WORK ORDER: Although the data below holds other lines too, output only those from the line with "PR #1770, opened 2026-04-28" up to and including the line with "App-level Timeout (160s): Calculated", exactly as they appear.

PROVIDED ENTRIES:
■ ■ ■ ■ ■ ■ ■
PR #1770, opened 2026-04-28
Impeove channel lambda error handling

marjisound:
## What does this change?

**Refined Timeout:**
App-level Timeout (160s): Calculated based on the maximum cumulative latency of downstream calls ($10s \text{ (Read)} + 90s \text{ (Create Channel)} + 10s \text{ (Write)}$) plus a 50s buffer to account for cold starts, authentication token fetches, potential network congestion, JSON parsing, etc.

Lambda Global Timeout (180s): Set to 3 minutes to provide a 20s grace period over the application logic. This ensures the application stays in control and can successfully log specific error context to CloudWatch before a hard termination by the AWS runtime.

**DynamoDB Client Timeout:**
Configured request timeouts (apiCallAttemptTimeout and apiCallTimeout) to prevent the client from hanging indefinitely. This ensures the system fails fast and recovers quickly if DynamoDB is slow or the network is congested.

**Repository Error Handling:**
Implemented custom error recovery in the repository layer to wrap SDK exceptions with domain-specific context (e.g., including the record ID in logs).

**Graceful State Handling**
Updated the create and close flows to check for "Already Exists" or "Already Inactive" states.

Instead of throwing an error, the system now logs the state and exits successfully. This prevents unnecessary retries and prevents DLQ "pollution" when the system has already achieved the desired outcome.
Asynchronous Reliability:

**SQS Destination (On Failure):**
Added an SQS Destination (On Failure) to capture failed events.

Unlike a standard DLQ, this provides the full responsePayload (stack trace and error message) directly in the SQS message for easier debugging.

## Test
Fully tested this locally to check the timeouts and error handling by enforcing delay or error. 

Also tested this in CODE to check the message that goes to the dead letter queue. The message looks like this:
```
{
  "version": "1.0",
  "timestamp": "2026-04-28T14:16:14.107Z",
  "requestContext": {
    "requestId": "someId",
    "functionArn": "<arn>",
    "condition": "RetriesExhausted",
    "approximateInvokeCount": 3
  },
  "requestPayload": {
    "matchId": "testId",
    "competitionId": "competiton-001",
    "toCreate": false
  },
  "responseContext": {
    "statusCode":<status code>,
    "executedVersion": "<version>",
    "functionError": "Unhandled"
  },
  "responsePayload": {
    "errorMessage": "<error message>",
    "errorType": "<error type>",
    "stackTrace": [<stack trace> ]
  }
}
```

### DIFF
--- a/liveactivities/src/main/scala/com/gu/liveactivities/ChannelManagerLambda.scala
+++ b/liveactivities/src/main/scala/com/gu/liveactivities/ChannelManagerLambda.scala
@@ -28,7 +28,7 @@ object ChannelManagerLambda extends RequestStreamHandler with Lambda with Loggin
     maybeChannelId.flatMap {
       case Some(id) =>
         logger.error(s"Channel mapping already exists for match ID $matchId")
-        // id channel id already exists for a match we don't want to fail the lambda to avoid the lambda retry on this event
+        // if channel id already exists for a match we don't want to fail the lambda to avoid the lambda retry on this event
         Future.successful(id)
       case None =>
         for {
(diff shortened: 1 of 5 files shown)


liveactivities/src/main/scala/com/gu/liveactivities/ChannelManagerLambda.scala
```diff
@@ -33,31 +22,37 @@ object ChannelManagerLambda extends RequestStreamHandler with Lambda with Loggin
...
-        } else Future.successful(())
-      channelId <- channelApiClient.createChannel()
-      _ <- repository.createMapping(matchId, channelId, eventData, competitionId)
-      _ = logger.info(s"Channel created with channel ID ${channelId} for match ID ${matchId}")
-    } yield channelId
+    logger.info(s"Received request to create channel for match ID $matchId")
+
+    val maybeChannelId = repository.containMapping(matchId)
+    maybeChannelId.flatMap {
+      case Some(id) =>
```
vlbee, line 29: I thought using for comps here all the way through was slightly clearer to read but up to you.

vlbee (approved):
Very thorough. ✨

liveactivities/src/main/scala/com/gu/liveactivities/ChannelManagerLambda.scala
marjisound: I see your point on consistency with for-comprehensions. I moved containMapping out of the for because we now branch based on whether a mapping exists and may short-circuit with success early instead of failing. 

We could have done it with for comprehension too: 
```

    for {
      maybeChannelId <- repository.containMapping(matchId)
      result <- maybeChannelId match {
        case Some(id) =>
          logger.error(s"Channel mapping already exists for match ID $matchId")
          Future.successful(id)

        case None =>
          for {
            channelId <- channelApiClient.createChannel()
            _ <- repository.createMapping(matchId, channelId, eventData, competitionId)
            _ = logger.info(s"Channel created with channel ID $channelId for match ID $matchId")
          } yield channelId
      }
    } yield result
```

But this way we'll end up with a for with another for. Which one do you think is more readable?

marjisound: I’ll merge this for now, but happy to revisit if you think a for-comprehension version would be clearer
■ ■ ■ ■ ■ ■ ■
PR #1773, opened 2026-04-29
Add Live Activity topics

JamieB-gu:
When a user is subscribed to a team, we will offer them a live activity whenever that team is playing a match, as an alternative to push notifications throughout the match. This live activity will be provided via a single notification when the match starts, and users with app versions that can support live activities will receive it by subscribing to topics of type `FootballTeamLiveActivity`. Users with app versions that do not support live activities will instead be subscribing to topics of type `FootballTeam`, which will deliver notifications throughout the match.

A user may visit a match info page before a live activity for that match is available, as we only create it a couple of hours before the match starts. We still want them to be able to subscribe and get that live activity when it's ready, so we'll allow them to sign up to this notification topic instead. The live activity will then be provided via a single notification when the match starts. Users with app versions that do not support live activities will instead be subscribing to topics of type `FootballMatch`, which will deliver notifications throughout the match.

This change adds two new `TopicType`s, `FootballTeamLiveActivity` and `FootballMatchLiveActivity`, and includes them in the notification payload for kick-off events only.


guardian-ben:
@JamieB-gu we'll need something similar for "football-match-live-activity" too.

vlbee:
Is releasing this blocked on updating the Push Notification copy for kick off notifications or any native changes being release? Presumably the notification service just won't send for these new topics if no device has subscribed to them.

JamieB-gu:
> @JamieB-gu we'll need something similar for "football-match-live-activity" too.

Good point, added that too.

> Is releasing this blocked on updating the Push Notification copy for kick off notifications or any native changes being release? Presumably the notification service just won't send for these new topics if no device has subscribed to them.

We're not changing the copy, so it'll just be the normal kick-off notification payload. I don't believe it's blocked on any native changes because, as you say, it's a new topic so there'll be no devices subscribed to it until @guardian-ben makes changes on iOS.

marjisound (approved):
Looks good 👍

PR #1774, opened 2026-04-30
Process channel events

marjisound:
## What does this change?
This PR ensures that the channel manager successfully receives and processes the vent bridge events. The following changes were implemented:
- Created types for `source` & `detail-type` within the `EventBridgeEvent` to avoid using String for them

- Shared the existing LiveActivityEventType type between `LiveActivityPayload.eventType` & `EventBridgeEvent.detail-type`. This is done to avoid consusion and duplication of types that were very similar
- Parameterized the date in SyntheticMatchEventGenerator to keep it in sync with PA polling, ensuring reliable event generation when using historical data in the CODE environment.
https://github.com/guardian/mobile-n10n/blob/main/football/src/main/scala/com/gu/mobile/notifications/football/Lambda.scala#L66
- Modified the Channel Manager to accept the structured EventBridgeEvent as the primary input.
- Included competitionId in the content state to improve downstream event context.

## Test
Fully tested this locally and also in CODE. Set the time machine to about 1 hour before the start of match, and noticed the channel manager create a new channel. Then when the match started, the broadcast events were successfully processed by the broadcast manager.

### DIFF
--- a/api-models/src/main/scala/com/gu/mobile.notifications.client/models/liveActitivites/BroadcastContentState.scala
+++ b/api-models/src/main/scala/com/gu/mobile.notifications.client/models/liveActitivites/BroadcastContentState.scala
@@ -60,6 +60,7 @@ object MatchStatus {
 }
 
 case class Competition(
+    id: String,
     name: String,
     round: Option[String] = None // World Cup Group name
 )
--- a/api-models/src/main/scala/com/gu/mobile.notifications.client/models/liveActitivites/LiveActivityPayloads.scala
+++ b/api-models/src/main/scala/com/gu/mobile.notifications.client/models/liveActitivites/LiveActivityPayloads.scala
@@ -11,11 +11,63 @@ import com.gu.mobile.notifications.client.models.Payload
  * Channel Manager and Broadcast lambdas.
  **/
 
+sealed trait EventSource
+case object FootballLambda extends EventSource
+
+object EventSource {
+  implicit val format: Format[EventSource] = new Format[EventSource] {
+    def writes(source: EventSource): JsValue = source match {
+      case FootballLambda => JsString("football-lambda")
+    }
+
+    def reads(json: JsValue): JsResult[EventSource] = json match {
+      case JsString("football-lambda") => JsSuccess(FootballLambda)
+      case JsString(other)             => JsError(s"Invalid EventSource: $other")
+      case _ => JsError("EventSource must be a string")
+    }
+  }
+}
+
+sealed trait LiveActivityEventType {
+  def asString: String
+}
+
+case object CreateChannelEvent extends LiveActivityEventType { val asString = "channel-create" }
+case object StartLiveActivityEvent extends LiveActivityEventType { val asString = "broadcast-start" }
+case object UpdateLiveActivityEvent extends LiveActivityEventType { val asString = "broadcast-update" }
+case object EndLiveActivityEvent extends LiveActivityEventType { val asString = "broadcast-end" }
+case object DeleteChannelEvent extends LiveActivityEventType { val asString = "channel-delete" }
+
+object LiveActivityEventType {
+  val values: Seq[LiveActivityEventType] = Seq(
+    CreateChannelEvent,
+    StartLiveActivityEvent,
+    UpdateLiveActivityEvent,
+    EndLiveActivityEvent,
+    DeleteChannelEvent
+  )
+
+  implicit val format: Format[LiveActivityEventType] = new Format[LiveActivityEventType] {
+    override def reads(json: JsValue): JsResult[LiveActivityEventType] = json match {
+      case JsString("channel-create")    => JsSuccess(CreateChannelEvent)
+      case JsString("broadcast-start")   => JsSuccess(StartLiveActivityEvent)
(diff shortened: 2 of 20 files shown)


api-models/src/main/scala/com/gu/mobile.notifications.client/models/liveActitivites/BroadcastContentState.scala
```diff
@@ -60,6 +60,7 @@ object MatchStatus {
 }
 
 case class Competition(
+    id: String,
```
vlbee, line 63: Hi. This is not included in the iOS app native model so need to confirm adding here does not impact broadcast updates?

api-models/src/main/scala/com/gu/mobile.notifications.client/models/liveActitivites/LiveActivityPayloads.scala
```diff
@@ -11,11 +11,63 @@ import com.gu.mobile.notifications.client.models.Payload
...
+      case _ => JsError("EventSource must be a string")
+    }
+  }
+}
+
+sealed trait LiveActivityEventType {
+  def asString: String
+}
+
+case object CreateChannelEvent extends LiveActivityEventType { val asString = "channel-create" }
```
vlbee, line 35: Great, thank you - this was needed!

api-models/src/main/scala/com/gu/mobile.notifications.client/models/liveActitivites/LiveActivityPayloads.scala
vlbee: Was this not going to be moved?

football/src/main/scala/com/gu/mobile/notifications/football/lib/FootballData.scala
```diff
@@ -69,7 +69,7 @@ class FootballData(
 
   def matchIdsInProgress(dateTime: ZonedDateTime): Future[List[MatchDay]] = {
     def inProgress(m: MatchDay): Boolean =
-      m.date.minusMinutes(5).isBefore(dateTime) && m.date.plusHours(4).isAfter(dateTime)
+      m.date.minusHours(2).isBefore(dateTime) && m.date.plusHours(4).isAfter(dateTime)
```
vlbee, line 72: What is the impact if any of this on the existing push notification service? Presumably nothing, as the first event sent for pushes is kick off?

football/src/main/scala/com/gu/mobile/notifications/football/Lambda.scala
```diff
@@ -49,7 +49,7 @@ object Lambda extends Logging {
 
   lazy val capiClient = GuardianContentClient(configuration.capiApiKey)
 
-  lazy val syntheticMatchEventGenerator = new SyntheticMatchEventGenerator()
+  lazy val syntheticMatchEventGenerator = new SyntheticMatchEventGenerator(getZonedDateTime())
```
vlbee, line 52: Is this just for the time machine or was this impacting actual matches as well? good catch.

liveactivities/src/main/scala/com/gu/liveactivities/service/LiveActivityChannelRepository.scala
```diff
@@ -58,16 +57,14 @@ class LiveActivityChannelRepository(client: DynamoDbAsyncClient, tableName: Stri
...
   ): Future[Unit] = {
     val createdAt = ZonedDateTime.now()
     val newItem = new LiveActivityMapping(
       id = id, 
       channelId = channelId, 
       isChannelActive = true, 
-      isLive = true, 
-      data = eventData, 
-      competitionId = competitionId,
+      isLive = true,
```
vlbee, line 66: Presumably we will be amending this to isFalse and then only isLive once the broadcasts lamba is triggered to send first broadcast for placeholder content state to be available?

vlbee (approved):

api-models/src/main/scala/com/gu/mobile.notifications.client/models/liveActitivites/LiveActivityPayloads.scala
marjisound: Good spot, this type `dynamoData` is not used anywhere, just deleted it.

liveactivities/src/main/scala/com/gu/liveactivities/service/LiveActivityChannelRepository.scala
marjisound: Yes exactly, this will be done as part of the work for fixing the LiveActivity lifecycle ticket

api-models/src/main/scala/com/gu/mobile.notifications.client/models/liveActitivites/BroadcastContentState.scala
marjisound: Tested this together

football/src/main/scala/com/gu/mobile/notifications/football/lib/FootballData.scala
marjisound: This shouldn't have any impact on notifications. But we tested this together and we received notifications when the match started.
■ ■ ■ ■ ■ ■ ■
TASK RESULT:
PR #1770, opened 2026-04-28
Impeove channel lambda error handling

marjisound:
## What does this change?

**Refined Timeout:**
App-level Timeout (160s): Calculated based on the maximum cumulative latency of downstream calls ($10s \text{ (Read)} + 90s \text{ (Create Channel)} + 10s \text{ (Write)}$) plus a 50s buffer to account for cold starts, authentication token fetches, potential network congestion, JSON parsing, etc.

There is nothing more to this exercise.